The finding raises the possibility of someday finding a way to elevate the levels of proteins that people make naturally in their bodies as a way of “controlling the progression of the cancer so that survival increases without increasing the toxicity that is associated with cancer therapies,” says Raghu Kalluri, director of the Center for Matrix Biology at Beth Israel and the study’s lead author.
Dr. Folkman’s lab is also collaborating with scientists at Genentech Inc., a maker of cancer drugs, on a project to study a gene found on Chromosome 21 called “Down syndrome critical region 1” (DSCR1) that could be a possible new focus for developing cancer drugs. The researchers at Children’s Hospital Boston believe the DSCR1 gene and endostatin together protect people with Down syndrome against cancer.

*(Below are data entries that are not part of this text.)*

PR #2954, opened 2026-09-18
fix(code): check finding evidence on the update path, not only at create

### LINKED ISSUE #2941: finding evidence must be an array at create and is unchecked on the update path

A `finding` record's `evidence` property must be a JSON array at creation
(`crates/khive-pack-code/src/hook.rs:122-128`, an inline `if !v.is_array()` in
`FindingHook::prepare_create`). The generic property-update path does not check it.

`FindingHook::validate_note_update` (`crates/khive-pack-code/src/hook.rs:168-201`) loops the
shared `FINDING_ENUMS` table only — `kind_status`, `severity`, `confidence`. `evidence` appears
nowhere in that function. So:

```
create(kind="note", note_kind="finding", properties={"evidence": 42})   -> refused
update(id=<finding>,                     properties={"evidence": 42})   -> stored verbatim
```

The update seam is reached by the ordinary generic `update` verb, with no kind-specific gating:
`crates/khive-pack-kg/src/handlers/update.rs:302` calls `prepare_note_update_hook`, which resolves
the hook by `find_kind_hook(&note.kind)` at `crates/khive-runtime/src/pack.rs:3287`. That is the
same chain the `commit`/`issue`/`pull_request` kinds use.

Why it is worth fixing rather than noting: the row stays present and well-formed either way, so no
shape check, schema check or round-trip catches it. Every reader of `evidence` written against the
create-time contract — anything that iterates it, counts it, or indexes into it — is reading a
field whose guarantee silently does not hold for records that have ever been edited.

Suggested fix: hoist the array check into a named predicate and call it from both
`prepare_create` and `validate_note_update`, the same way the enum fields already share
`validate_finding_enum`. The tri-state patch contract applies: key absent means untouched, an
explicit `null` means clear, a value means set — so the update-path check keys on presence, not on
truthiness.

Test worth having: one arm that updates `evidence` to a non-array and asserts the refusal. Without
it the fix is unfalsifiable, because every other assertion about the record passes whether the
check runs or not.

Found while looking for other instances of the shape fixed in #2930 — which covered exactly the
three enum fields on this hook and did not cover this one.

ohdearquant:

Closes #2941.

A `finding`'s `evidence` property must be a JSON array at creation and was accepted unchecked on
the update path:

```
create(kind="note", note_kind="finding", properties={"evidence": 42})   -> refused
update(id=<finding>,                     properties={"evidence": 42})   -> stored verbatim
```

## Why the two paths disagreed

`FindingHook::prepare_create` checks the key with an inline `is_array` arm.
`FindingHook::validate_note_update` loops the shared `FINDING_ENUMS` table — `kind_status`,
`severity`, `confidence` — and `evidence` is not in that table, so the update seam never looked at
it. The generic `update` verb reaches that validator with no kind-specific gating, so an ordinary
edit could leave a finding holding a value no create could have written.

## The rule applied

The check now runs on both paths under the tri-state patch contract the enum fields already follow:

| key state in the patch | behaviour |
|---|---|
| absent | stored value left alone |
| present, `null` | cleared — allowed |
| present, non-null | must be an array, same as create |

Clearing is allowed because `evidence` is optional at create, so a cleared finding is a state the
create path can also produce. That is the same reasoning the file already applies to `severity` and
`confidence`, and the reason `kind_status` is refused instead of cleared: create defaults it, so
every finding carries one.

## Arms

Exactly one of these reddens with the fix reverted, which is what makes the fixture isolating rather
than merely green:

| arm | with the fix reverted |
|---|---|
| `create_finding_rejects_non_array_evidence` | passes — control, must not move |
| `update_finding_rejects_non_array_evidence` | **fails** — the defect |
| `update_finding_accepts_array_evidence` | passes |
| `update_finding_clears_evidence_on_null` | passes |

`prepare_create`'s array check had no test of its own before this change, so the control arm is new
coverage rather than a restatement. The crate does already test `evidence` elsewhere:
`ingest_rejects_invalid_evidence_shape` covers `ingest_findings_json` refusing an evidence *entry*
that is neither a string nor an object. Different function, different error type, and it never
reaches the hook.

## One adjacent gap this does not close

Noting it because the ingest test above makes it visible. `ingest_findings_json` validates each
evidence *entry* (string or object); `prepare_create` and now `validate_note_update` only require
that `evidence` is an array. So `{"evidence": ["src/lib.rs:42", 42]}` is accepted by both verb paths
and rejected by ingest. Bringing the entry rule to the verb paths is a larger change with its own
compatibility question for existing rows, so it is deliberately out of scope here rather than
overlooked.

## Scope

2 files, 2 commits. 2 files changed, 127 insertions(+), 8 deletions(-)

## Verification

At `d1bb6095f`, rebased onto `023e03bbc`:

- `cargo test --workspace` rc 0 — **11491 passed, 0 failed** across 266 suites

The rebase was checked rather than assumed from a clean exit: for each changed path the set of added
and removed lines is identical before and after (15 and 75 lines). A clean three-way merge can
otherwise keep both far-apart edits or silently drop one.

The four arms this commit adds, with the list derived from the commit diff rather than typed, each
required to appear with `ok`:

```
create_finding_rejects_non_array_evidence
update_finding_accepts_array_evidence
update_finding_clears_evidence_on_null
update_finding_rejects_non_array_evidence
```

All four ran and passed.

Mutation check, predictions written before running: reverting only `hook.rs` to its state on `main`
reddens exactly one arm, `update_finding_rejects_non_array_evidence`, whose panic prints the
rejected value. That is the defect itself rather than a proxy for it, and the create-path control
stays green through the revert, so the two arms cannot both pass on one mechanism.

## A correction made on this branch

The update check originally admitted an explicit `null`, reasoning that `evidence` is optional at
create, so clearing it lands in a state create can also produce. **That reasoning was wrong about
what a null does, and the measurement settles it.** Updating with `properties: {"evidence": null}`
leaves the stored row as:

```
{"evidence": Null, "kind_status": "open"}
```

The generic property merge stores the null rather than removing the key. So admitting one persists
`properties.evidence: null` — a shape no create call can produce, since create refuses any present
`evidence` that is not an array.

Both write paths now route through one `validate_finding_evidence` holding the same rule: present
means array, and a null is present. That also removes the duplicated block and its duplicated error
string. The file's `FINDING_ENUMS` table already carries the argument for doing it this way, in a
doc comment about two writers of one rule drifting apart; `evidence` was the field left outside that
pattern, and it drifted exactly as described.

### The test that should have caught it could not

It asserted:

```rust
updated["properties"]["evidence"].is_null()
```

under the message "evidence must be gone". Indexing a missing key in `serde_json` yields
`Value::Null`, so that form reads true whether the key was removed or stored as a null — the two
states the test existed to tell apart. It is replaced by an arm asserting the refusal, and asserting
that the refused update left the row unchanged rather than half-applied.

The same assertion shape sits in a pre-existing arm for the optional closed-set fields, and the
behaviour there is the same: clearing `severity` with a null stores `"severity": Null`. That is not
this change — it is #2957, with both measurements, because fixing it alters update semantics for
fields this branch does not touch and the contract question there has two coherent answers.

## Verification at the final head

- `cargo test --workspace` rc 0 — **11491 passed, 0 failed** across 266 suites

The four evidence arms, each checked by exact name:

```
create_finding_rejects_non_array_evidence   ok
update_finding_rejects_non_array_evidence   ok
update_finding_accepts_array_evidence       ok
update_finding_rejects_null_evidence        ok
```

The gate also asserts structurally that both write paths still reach one validator — one definition
and two call sites — so they cannot quietly stop sharing it the way they did before.


ohdearquant (commented):

Verdict on head d1bb6095f251c043af309b10598c7e99ca8a84ca: REQUEST-CHANGES, 1 blocking finding. Finding details are delivered to the review's recipients rather than posted here. Do not merge this head while blocking findings are outstanding; a pipeline comment on a newer head supersedes this one.

ohdearquant (commented):

oceanwaves630 (approved):
Verified that `validate_finding_evidence` is reached from both write paths: `prepare_create` and `validate_note_update`. A null or malformed `evidence` value is now refused on create and on update alike, through one function rather than two copies of the check.

I also enumerated the other validated properties instead of reading the one field, to see whether the asymmetry was a class. `kind_status` already had its own null refusal on the update path, the enum-valued keys ran on both sides before this change, and title/content are create-only by construction. `evidence` was the only property validated on create and not on update, so this closes the set.

PR #2955, opened 2026-09-18
fix(runtime): give audit retry exhaustion its own terminal reason

### LINKED ISSUE #2950: audit: retry exhaustion and a hard store fault both report StoreFailure, so the cause is unrecoverable from the error

`AuditTerminalReason::StoreFailure` is produced by two paths that mean opposite things, and the
reason code is the only thing a caller gets to tell them apart.

## The two producers

`crates/khive-runtime/src/audit_batch.rs:511` — the classifier's fallback arm, for a store error
that is genuinely not retryable:

```rust
_ => RetryDecision::Terminal(AuditTerminalReason::StoreFailure),
```

`crates/khive-runtime/src/audit_batch.rs:577` — the commit loop, when a **retryable** error runs out
of attempts:

```rust
RetryDecision::Retry => {
    return GenerationResult::Failed(AuditTerminalReason::StoreFailure)
}
```

So a transient condition that the classifier deliberately marked `Retry` is reported, on exhaustion,
under the same terminal reason as a hard storage fault.

## Why that matters here specifically

The arm immediately above the fallback is explicit about which transient condition it has in mind
(`audit_batch.rs:492-498`):

> Transient availability conditions, not judgments on the batch. The events-daemon forwarding lane
> (ADR-170) reports an unreachable or stalled daemon as `Pool`/`Timeout` [...] Both are exactly what
> the configured bounded retries exist for — treating them as terminal would abandon a generation on
> the first blip of a daemon restart.

The retries sized for that condition are, at `audit_batch.rs:287-288`:

```rust
max_commit_attempts: std::num::NonZeroU8::new(3).unwrap(),
retry_backoff: Duration::from_millis(20),
```

Three attempts with two backoff sleeps, so roughly **40 ms** of tolerance. `AuditBatchConfig` is
not overridden anywhere outside tests (`pack.rs:659-660, 845-851` take `Option<_>` and fall back to
`Default`), so that is what a default deployment runs.

A restart of the events daemon measured here took about **10 seconds** from signal to the
supervisor's replacement being up, which is around 250x the retry budget. The comment names daemon
restarts as the thing the retries protect against; the budget does not cover one.

## Observed

A `comm.mark_read` issued inside such a restart window returned a domain-committed result with an
audit obligation failure whose reason was `store_failure`. The rows did flip to read, so
`fold_audit_obligation` behaved as designed (`pack.rs:4900-4913`) — the problem is not the envelope,
it is that `store_failure` is also what a real storage fault reports, so the cause is unrecoverable
from the error.

I cannot state which arm produced that particular failure, and that is the point of the report: with
a single reason code covering both, neither an operator nor an automated retry policy can tell a
restart window from a storage fault.

## Two separable changes

1. **Give retry exhaustion its own terminal reason** carrying the transient classification that was
   retried (`Pool` / `Timeout` / writer-task state). This is the part that affects callers: it makes
   the two causes distinguishable without changing any tolerance.
2. **Size the tolerance against the condition the comment names**, or narrow the comment to say
   restarts are out of scope. 40 ms does not survive a daemon restart, so as written the code
   documents an intent it does not implement.

(1) is worth doing on its own even if (2) is declined, since a longer budget still terminates
eventually and still reports the wrong reason when it does.

ohdearquant:

Closes #2950, part 1 of the two separable changes that issue lists.

## The defect

`AuditTerminalReason::StoreFailure` had two producers that mean opposite things, and the reason code
is the only thing a caller gets to tell them apart.

| producer | what it means |
| --- | --- |
| `classify_store_error`'s fallback arm | the store error is not retryable |
| `run_generation`'s commit loop, on exhaustion | the classifier judged the error retryable, and every configured attempt still failed |

The arm directly above the fallback is explicit about which conditions it has in mind — write-queue
and writer-task pressure, and the `Pool` / `Timeout` shapes the forwarding lane reports for an
unreachable or stalled daemon. Those are exactly the conditions the bounded retries exist for. On
exhaustion they were reported under the same code as a hard storage fault.

## The change

One new variant, `RetryExhausted`, wire code `retry_exhausted`, returned from the exhaustion arm.

Nothing else moves. No tolerance, deadline, retry count or backoff changes, and no classifier
decision changes. `StoreFailure` keeps its meaning and its wire code; its doc comment is narrowed to
what it actually covers, including the case a reader would get wrong — a generation whose earlier
attempts failed retryably and whose next one returns a non-retryable error reports `StoreFailure`,
because the attempt that decided the outcome is the non-retryable one.

A unit variant rather than one carrying the retried classification. The enum has exactly one
exhaustive match in the tree, `AuditObligationFailure::wire_code`, so this costs one arm. Carrying
the classification would require `RetryDecision::Retry` itself to carry it, touching every arm of
`classify_store_error` plus a new supporting enum, in order to expose detail no caller asked for.
It also follows the enum's own precedent: `ResolutionDeadlineExpired` is a bare variant kept
distinct from `AdmissionDeadlineExpired` for exactly this purpose.

## Reach

Every production reference to the enum was enumerated rather than sampled:

```
grep -rn --include='*.rs' 'AuditTerminalReason::' crates/
```

- `error.rs` `wire_code` — the only exhaustive match. One arm added.
- `pack.rs` obligation-degrade branch — equality tests against two specific variants, not an
  exhaustive match. `RetryExhausted` falls through it the same way `StoreFailure` did, which is the
  correct behaviour: it is not an admission-pressure reason.
- Every other reference constructs one specific variant or names one in a doc comment.

## Arms

The existing exhaustion test asserted `StoreFailure`, and tracing its fixture shows why: its store
fails with `WriterTaskRequestFailed { TransactionRolledBack }`, which the classifier returns `Retry`
for, so the default three attempts exhaust and it lands on the exhaustion arm. It was the only test
pinning that behaviour, so it now asserts `RetryExhausted`, with the reason written into the
assertion message.

That alone would leave the other side unpinned, so a second test covers it: a store error with no
explicit classifier arm still reports `StoreFailure`, and the same test asserts the store was called
exactly once. The two arms therefore cannot both pass on a single mechanism — one requires retries to
have run and one requires that they did not.

## No specification change

ADR-133 sets the wire `code` to "the terminal reason (`admission_deadline_expired`, `store_failure`,
and the other `AuditTerminalReason` values in snake case)". That is a reference to the enum rather
than a closed list, so a new variant renders under the existing contract and needs no amendment.

## Out of scope, deliberately

Part 2 of the issue — sizing the retry budget against the condition the comment names — is left
open. The two changes are separable, and this one changes no behaviour a deployment depends on: the
same generations fail, under a more precise name.

## Scope

3 files, 1 commit. 3 files changed, 84 insertions(+), 4 deletions(-)

## Verification

At `3a0d95504`, rebased onto `023e03bbc`:

- `cargo test --workspace` rc 0 — **11488 passed, 0 failed** across 266 suites

The rebase was checked rather than assumed from a clean exit: for each changed path the set of added
and removed lines is identical before and after.

Both arms report `ok`. The added one is derived from the commit diff rather than typed:

```
d8_non_retryable_store_error_still_reports_store_failure
```

The repointed one is named separately, because an instrument that derives its population from added
test functions is structurally blind to a test whose assertion changed:

```
d8_exhausted_commit_retries_set_the_lifetime_degraded_flag
```


ohdearquant (commented):

oceanwaves630 (approved):
Approving.

What I checked at this head, reading the source at the ref rather than the diff alone:

- The split is well defined by the classifier and not by the call site. `classify_store_error` returns `Retry` only for the write-queue, writer-task, pool, timeout and writer-request-state shapes, and its fallback arm returns `Terminal(StoreFailure)`. So the new reason means exactly "the classifier said retry on every attempt and the attempts ran out", and the old one keeps everything the classifier judged hopeless.
- One return value changed, at the exhaustion branch. The `Terminal(reason)` branch is untouched, so a non-retryable error arriving on a later attempt after earlier retryable ones still reports the old reason. That is what the new doc comment on `StoreFailure` claims, and the loop does it.
- I enumerated every site in the workspace that reads the old reason or its wire string, to check that nothing silently stops matching. Outside the two production sites in `error.rs` (the wire mapping, updated here, and a `from_store` constructor on a path that never runs the batch loop), every remaining occurrence is a test fixture. No production consumer branches on the old reason to decide behaviour, so no behaviour is lost by the rename on this one path.
- `append_events_idempotent` is idempotent by contract, which is what makes the retryable set safe to retry at all, including the ambiguous writer-request state. The new reason's advice to wait and try again rests on that.
- The added test arms the non-retryable shape through a distinct counter rather than reusing the retryable one, and asserts the call count is 1, so it pins that a non-retryable classification is not retried at all. That assertion is what makes the arm about classification rather than about the returned value.

Two non-blocking follow-ups, neither of which should hold this up:

- ADR-133 enumerates the terminal reasons by name in two places and describes that set's behaviour, and neither enumeration now mentions the new reason. The behaviour is unchanged, so the code is right and the document is incomplete, which is the direction that decays quietly.
- The doc comment describes a mixed sequence, retryable attempts followed by a terminal error, and no test pins that sequence. The two arms here cover retryable-throughout and terminal-on-the-first-attempt.

One API note: the enum carries no `#[non_exhaustive]` and its own documentation calls itself exhaustive, so adding a variant is source-breaking for any out-of-tree exhaustive match. In-tree is covered, which the green build shows. Worth a changelog line if this crate is published.

Checks at this head: 22 successful, 7 skipped, none failed.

The interest in people with Down syndrome isn’t limited to cancer. Researchers are also working with Dr. Folkman’s lab to try to understand whether endostatin is also responsible for why people with Down syndrome appear to have lower blood pressure and less athlerosclerosis — or buildup of plaque in the arteries — than those in the general population. Doctors at Cedars-Sinai Medical Center in Los Angeles are launching a study later this year using electron beam computed tomography (CT) scans to examine the arteries of people with Down syndrome. “We believe that some of the same genes that lead individuals with Down syndrome to have congenital heart problems at birth might be protecting them later in life from cardiovascular calcified plaques,” says Julie R. Korenberg, a professor of pediatrics and human genetics at the University of California in Los Angeles, who is leading the study.
Martha Linet, chief of the radiation epidemiology branch at the National Cancer Institute and the co-author on a 2003 study looking at the records of people with Down syndrome in Sweden and Denmark, sounds a note of caution regarding all this research. The findings have been based on numbers that were still relatively small, she says. Even in her own large study of more than 4,800 people in two countries, Dr. Linet said, “the total number of solid tumors in this whole study was 28. You have to be careful what you say about 28 cancers.”